La lettre volée, politique, lectures, Europe et humeurs diverses

L'affaire géorgienne a fait monter les débats autour d'une défense européenne.

Une tribune dans le Monde (Rénover le dialogue transatlantique), en juin 2008, éclaire les contours de ce que serait une défense "européenne".

Elle est signée de Luis Amado, Bernard Kouchner et Miguel Moratinos, trois ministres "socialistes" ou ex-socialistes, qui appellent à une "rénovation" du dialogue transatlantique.

Leur point consacré à la défense est une véritable offre de service adressée aux Etats-Unis :

"Construire un véritable pilier européen de sécurité et de défense. Une politique européenne de sécurité et de défense plus robuste est dans l'intérêt aussi bien de l'Union que des Etats-Unis dans le cadre du système de sécurité et de défense atlantique. Une défense européenne est indispensable à une alliance efficace, et les Américains eux-mêmes nous encouragent dans cette voie. Les Européens devront assurer toute leur part dans la responsabilité globale de maintien de la sécurité et de la stabilité internationales. A condition qu'ils acceptent d'en payer le prix."

Il ne faut pas se leurrer : il n'y aura jamais de défense européenne. Il n'y aurait qu'un pilier européen de la défense atlantique. Le pilier sera européen, le temple restera américain.

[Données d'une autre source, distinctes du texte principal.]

PR #3561, opened 2021-04-10
Add "rebuild" package.json script that skips docs, new tab, and tutor

Rummskartoffel:
On my setup, "rebuild" takes ca. 23s, while "build" is around 45s.


Rummskartoffel:
Duplicate of #3554

PR #3564, opened 2021-04-10
Make Tridactyl reload pages on dev rebuilds

bovine3dom:
At the moment this is more confusing than anything else - Firefox reloads itself too early, before all the scripts have updated, so you end up with a page reload but running old code.

Have to go back to the CLI and press `R` to force a reload.

I'm thinking that we probably need to wait until all the files have compiled before we copy them to `build/`.

### DIFF
--- a/src/excmds.ts
+++ b/src/excmds.ts
@@ -5235,8 +5235,8 @@ browser.runtime.onInstalled.addListener(details => {
             updatenative(false)
         } else {
             // Temporary extension has been updated in place
-            // Reload all pages so Tridactyl can work in them
-            reloadall()
+            // Open a new tab where Tridactyl will work for convenience
+            tabopen()
         }
     }
 })
--- a/src/excmds.ts
+++ b/src/excmds.ts
@@ -5230,8 +5230,15 @@ export async function keyfeed(mapstr: string) {
 //#background_helper
 browser.runtime.onInstalled.addListener(details => {
     if (details.reason === "install") tutor("newtab")
-    else if ((details as any).temporary !== true && details.reason === "update") updatenative(false)
-    // could add elif "update" and show a changelog. Hide it behind a setting to make it less annoying?
+    else if (details.reason === "update") {
+        if ((details as any).temporary !== true) {
+            updatenative(false)
+        } else {
+            // Temporary extension has been updated in place
+            // Reload all pages so Tridactyl can work in them
+            reloadall()
+        }
+    }
 })
 
 /** Opens optionsUrl for the selected extension in a popup window.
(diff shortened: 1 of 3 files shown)


Rummskartoffel:
That's strange. For me `web-ext` doesn't reload tabs at all, and never has – only the extension itself, which I prefer, because that way I can still inspect old console output and such.

src/excmds.ts
```diff
@@ -5230,8 +5230,15 @@ export async function keyfeed(mapstr: string) {
...
     if (details.reason === "install") tutor("newtab")
-    else if ((details as any).temporary !== true && details.reason === "update") updatenative(false)
-    // could add elif "update" and show a changelog. Hide it behind a setting to make it less annoying?
+    else if (details.reason === "update") {
+        if ((details as any).temporary !== true) {
+            updatenative(false)
+        } else {
+            // Temporary extension has been updated in place
+            // Reload all pages so Tridactyl can work in them
+            reloadall()
```
bovine3dom, line 5239: @Rummskartoffel

The idea of this PR is to make the pages reload (which I agree may be of debatable value - it might be better to run `tutor()` instead).

The problem is that `web-ext` reloads _the extension_ too soon and ends up with stale extension code. Presumably that is independent of this PR.

Rummskartoffel: I hadn't noticed that issue before, either. Do full builds have this problem as well?

bovine3dom: No, they don't. (I said this to you on Matrix but I should probably put it here for posterity)

src/excmds.ts
```diff
@@ -5230,8 +5230,15 @@ export async function keyfeed(mapstr: string) {
...
     if (details.reason === "install") tutor("newtab")
-    else if ((details as any).temporary !== true && details.reason === "update") updatenative(false)
-    // could add elif "update" and show a changelog. Hide it behind a setting to make it less annoying?
+    else if (details.reason === "update") {
+        if ((details as any).temporary !== true) {
+            updatenative(false)
+        } else {
+            // Temporary extension has been updated in place
+            // Open a new tab where Tridactyl will work for convenience
+            tabopen()
```
bovine3dom, line 5239: @Rummskartoffel new behaviour is to open a new tab once the extension has reloaded so that you have somewhere where Tridactyl works. Do you think that's still annoying? Do you have any better ideas?

(I have fixed the stale-extension code issue. I think)

Rummskartoffel: New tab's fine with me, I just wanted to make sure I don't lose stuff.

PR #3566, opened 2021-04-11
Various unseen changes to fuzzy completions

bovine3dom:
More changes to fuzzy completions by meep. Haven't looked at them yet


src/completions.ts
```diff
@@ -160,16 +160,18 @@ export abstract class CompletionSourceFuse extends CompletionSource {
...
+        // minMatchCharLength: 3,
     }
 
     // PERF: Could be expensive not to cache Fuse()
     // yeah, it was.
     fuse = undefined
 
     protected lastExstr: string
-    protected sortScoredOptions = false
+    protected sortScoredOptions = true
```
bovine3dom, line 174: I can't think of a good reason why this was ever `false`, so there could well be one

src/completions.ts
```diff
@@ -213,7 +215,10 @@ export abstract class CompletionSourceFuse extends CompletionSource {
 
         // Filter by query if query is not empty
         if (query) {
-            this.setStateFromScore(this.scoredOptions(query))
+            this.setStateFromScore(
+                this.scoredOptions(query, prefix === "taball " ? true : false),
+            )
```
bovine3dom, line 220: Surely this should be in `TabAll.ts`?

Need to look to see what it is actually doing. Why does `taball` need a special case that `tab` doesn't?

src/completions.ts
```diff
@@ -213,7 +215,10 @@ export abstract class CompletionSourceFuse extends CompletionSource {
...
+            // this.setStateFromScore(this.scoredOptions(query))
```
bovine3dom, line 221:
```suggestion
```

src/completions.ts
```diff
@@ -246,14 +251,15 @@ export abstract class CompletionSourceFuse extends CompletionSource {
     }
 
     /** Rtn sorted array of {option, score} */
-    scoredOptions(query: string): ScoredOption[] {
+    scoredOptions(query: string, extended = false): ScoredOption[] {
         const searchThis = this.options.map((elem, index) => ({
             index,
             fuseKeys: elem.fuseKeys,
         }))
+        this.fuseOptions.useExtendedSearch = extended
```
bovine3dom, line 259: Should probably document what this means

src/completions/Tab.ts
```diff
@@ -43,9 +43,7 @@ class BufferCompletionOption
         const favIconUrl = tab.favIconUrl
             ? tab.favIconUrl
             : Completions.DEFAULT_FAVICON
-        const indicator = tab.audible
-            ? String.fromCodePoint(0x1F50A)
-            : ""
+        // const indicator = tab.audible ? String.fromCodePoint(0x1f50a) : ""
```
bovine3dom, line 46: I don't see any good reason why this was removed, or why the code point became lowercase (if that even matters?)

src/completions/Tab.ts
```diff
@@ -76,8 +74,9 @@ export class BufferCompletionSource extends Completions.CompletionSourceFuse {
             "Tabs",
         )
         this.sortScoredOptions = true
-        this.shouldSetStateFromScore =
-            config.get("completions", "Tab", "autoselect") === "true"
+        this.shouldSetStateFromScore = false
+        // autoselect after space sucks for (fuzzy-) searching with multiple words
+        // config.get("completions", "Tab", "autoselect") === "true"
```
bovine3dom, line 79: As I said on Matrix we shouldn't do this as it will break muscle memory and annoy lots of users. The purpose of this change is to allow users to insert spaces into search queries.

I see three options:

- do nothing, or
- change the `<Space>` bind to `<S-Space>` and document it prominently on the new tab page
- make the `<Space>` bind configurable so it only works on completions where it makes sense (e.g. `:open` and not `:undo` nor `:tab`).

src/completions/TabAll.ts
```diff
@@ -3,7 +3,7 @@ import { browserBg } from "@src/lib/webext"
 import * as Containers from "@src/lib/containers"
 import * as Completions from "@src/completions"
 import * as Messaging from "@src/lib/messaging"
-import * as config from "@src/lib/config"
+// import * as config from "@src/lib/config"
```
bovine3dom, line 6: another spurious change?

src/completions/TabAll.ts
```diff
@@ -45,15 +45,15 @@ class TabAllCompletionOption
...
 
     constructor(private _parent) {
         super(["taball", "tabgrab"], "TabAllCompletionSource", "All Tabs")
 
         this.updateOptions()
         this._parent.appendChild(this.node)
-        this.shouldSetStateFromScore =
-            config.get("completions", "TabAll", "autoselect") === "true"
+        this.shouldSetStateFromScore = false
+        // config.get("completions", "TabAll", "autoselect") === "true"
```
bovine3dom, line 56: ditto as above on `<Space>` bind changes

src/excmds.ts
```diff
@@ -3458,7 +3458,30 @@ export async function yankimage(url: string): Promise<void> {
...
+        | Token     |  	Match type 	                  |    Description<br>|
+        |:-----------|:------------------------------:|--------------------------------------:|
+        | jscript 	|   fuzzy-match 	              |   Items that fuzzy match jscript|
+        | =scheme 	|   exact-match 	              |   Items that are scheme|
+        | 'python 	|   include-match 	              |   Items that include python|
+        | !ruby 	    |   inverse-exact-match 	      |   Items that do not include ruby|
+        | ^java 	    |   prefix-exact-match 	          |   Items that start with java|
+        | !^earlang 	|   inverse-prefix-exact-match 	  |   Items that do not start with earlang|
+        | .js$ 	    |   suffix-exact-match 	          |   Items that end with .js|
+        | !.go$ 	    |   inverse-suffix-exact-match 	  |   Items that do not end with .go|
```
bovine3dom, line 3478: this mixture of tabs and spaces hurts my brain

src/excmds.ts
```diff
@@ -3458,7 +3458,30 @@ export async function yankimage(url: string): Promise<void> {
...
+
+        The Fuzzyness Factor cant be set via the "fuzzy_threshold" (value between 0 and 1).<br>
+        0.1 "almost" only hits exact matches, <br>
+        0.3 "some" minor typos, missing chars also hit (default)<br>
+        Higher values if u have no clue what you are searching for...<br>
```
bovine3dom, line 3483: Need to reword this for grammar + to mention `completionfuzziness` name rather than `fuzzy_threshold`

src/lib/config.ts
```diff
@@ -271,7 +271,7 @@ export class default_config {
         // N: "findnext -1",
         // ",<Space>": "nohlsearch",
         M: "gobble 1 quickmark",
-        B: "fillcmdline taball",
+        B: "fillcmdline tab",
```
bovine3dom, line 274: I think this is my fault - I was testing something else. Remove

src/lib/config.ts
```diff
@@ -1133,11 +1133,10 @@ export class default_config {
...
 
     /**
-     * Threshold for fuzzy matching on completions. Lower => stricter matching. Range between 0 and 1: 0 corresponds to perfect matches only. 1 will match anything.
-     *
-     * https://fusejs.io/api/options.html#threshold
+     * Threshold for fuzzy matching.
+     * lower == more strict
      */
-    completionfuzziness = 0.3
+    fuzzy_threshold = 0.3
```
bovine3dom, line 1139: Revert all of this

src/completions.ts
```diff
@@ -160,16 +160,18 @@ export abstract class CompletionSourceFuse extends CompletionSource {
         includeScore: true,
         findAllMatches: true,
         ignoreLocation: true,
-        threshold: config.get("completionfuzziness"),
```
bovine3dom, line 163: Don't want to rename this setting

src/completions.ts
Rummskartoffel: Maybe some completions don't want to sort by best match for some reason?

bovine3dom: but why? :thinking:

Rummskartoffel: No idea

PR #3582, opened 2021-04-16
Hinting: improve hintables() performance by not using Ramda

Rummskartoffel:
I got annoyed at hinting being slow on YouTube, so I decided to look into it and found that Ramda's functions significantly slowed down `hintables()`. Doing things "by hand" makes it run a lot faster on complex pages – [this profile comparison](https://share.firefox.dev/3v1G0jD) I made reports about a 25% performance improvement. It definitely also *feels* faster to me, though of course that might just be because I'm biased in favour of my own code ;-).

### DIFF
--- a/src/content/hinting.ts
+++ b/src/content/hinting.ts
@@ -1017,22 +1017,17 @@ export function hintables(
     includeInvisible = false,
 ) {
     const visibleFilter = DOM.isVisibleFilter(includeInvisible)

Sam 6 sep 2008 3 commentaires
Reste à considérer un détail, déjà compris par les opposants tchadiens : même dépourvue de tout autre moyen d'action que les sophismes de Kouchner, la présence de l'Europe sur la scène internationale sera assurée dans le cadre de Lisbonne tant que le "Président de l'Europe" comme on aime à dire dans la France d'après que le Ministre des Affaires Etrangères de l'Union (ou titre appochant).

Ainsi, en cas de prévisible boulette diplomatique, c'est en direction de l'ensemble de l'Union que se feront les menaces ou sanctions, comme ce fût déjà le cas au Tchad suite au déterminant soutien logistique apporté par l'armée française aux forces loyalistes.

En France, on s'en cogne un peu étant donné la distance qui nous sépare du premier pays non-euopéen sanguin. Mais en Europe,... j'imagine la tronche des débats européens lorsque, par exemple, la Turquie, nouvelle alliée de la Russie, acceptera l'installation de bases militaires russes sur le Bosphore...

Une défense européenne, c'est avant tout une armée, pour rouler des mécaniques par exemple : vingt sept nationalités, trente langues de travail des armées, qui pourrait croire une seule seconde qu'on parviendra à faire quoi que ce soit d'autre, sur le terrain, que se ridiculer ?
Gus - le 08/09/2008 à 18h04
Oui mais on a l'habitude, donc ça n'est pas trop grave.
edgar - le 08/09/2008 à 18h37
Des jacasseries, oui, des vrais pruneaux dans la gueule, moins.

Les nombreux appellés français qui passèrent par la Tchéco à l'époque et ont donc entre 35 et 45 ans aujourd'hui s'en souviennent.